The author can refresh the document by automatically looking up the source material. In the simplest case, the URL is not resolved and the data fragment is quoted as-is in the document (that contains the reference). Alternatively, the main part of the URL is resolved as normal and the server returns a representation of the entire resource. The data fragment is matched to this representation to find the best match. This is based on minimizing the edit-distance between the data fragment and the representation. The comparison is asymmetric because we are looking for a substring within the source document, but preferably not within the data fragment. The substring closest to the data fragment is obtained. For example, if the Wikipedia entry is edited by the insertion of the word ‘document’ to read, “the inclusion of part of a document into another document by reference”, the previous data fragment still matches this substring but with a greater edit distance (9 characters).
Where the data fragment includes contextual markup, the retrieval process is markup sensitive. As described above, for the purposes of matching, markup tags are treated as a single unit. By default a mismatched tag incurs a penalty of 1 edit. This may be multiplied by a markup specific weighting factor. These weighting factors would be represented as additional metadata about the transclusion.
The data fragment may be subsequently updated to reflect any changes. This prevents the data fragment drifting further and further apart from the source material, tracking any changes. This is much the same as the creation of the original transclusion, but this time we update an existing transclusion, replacing the data fragment with one that reflects the most recent changes to the content. For example, take the original transclusion to be the following URL (with “/” changed to “|”) and data fragment:
http:∥en.wikipedia.org|wiki|Transclusion#data:the+inclusion+of+part+of+a+document+into+another+by+reference
The subsequently retrieved text indicates a change (a 9-character difference) from the original; the insertion of the word ‘document’, as in “the inclusion of part of a document into another document by reference”.
The existing transclusion is updated to reflect this difference, reapplying the process of creation, to become:
http:∥en.wikipedia.org|wiki|Transclusion#data:the+inclusion+of+part+of+a+document+into+another+by+reference
The updated transclusion now matches the retrieved text exactly.
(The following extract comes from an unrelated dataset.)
PR #561, opened 2018-07-14
Changes nose to pytest

### LINKED ISSUE #534: Update tests to use pytest, not nose
Update tests to use pytest, not nose. nose is not maintained anymore.

jackiekazil:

Unlike other approaches that support transclusion references with respect to a fixed version of a document, this solution is designed to work with such changes, even where the user neither has control of the transcluded page, nor knowledge of how it might change. This solution is robust to changes as would be expected if the content was sourced from web-based collaborative tools such as wikis, allowing the content to be refreshed.
The intended usage of data fragment URLs is not within browsers but in metadata stored with documents enabling the content to be refreshed when the source material changes. The data fragment URLs are relatively straightforward and should be able to be constructed automatically in a select, copy-and-paste operation that takes into account not only the selection but the surrounding context.
Herein a “system” is any set of interacting elements. A system can be a physical machine having interacting components, a physical structure having elements that interact to main the structure, or physical media encoded with code defining interacting elements. “Transclude”, as used herein, means “include with a reference back to the source”. The foregoing and other variations upon and modifications to the illustrated embodiments are provided within the scope of some the following claims.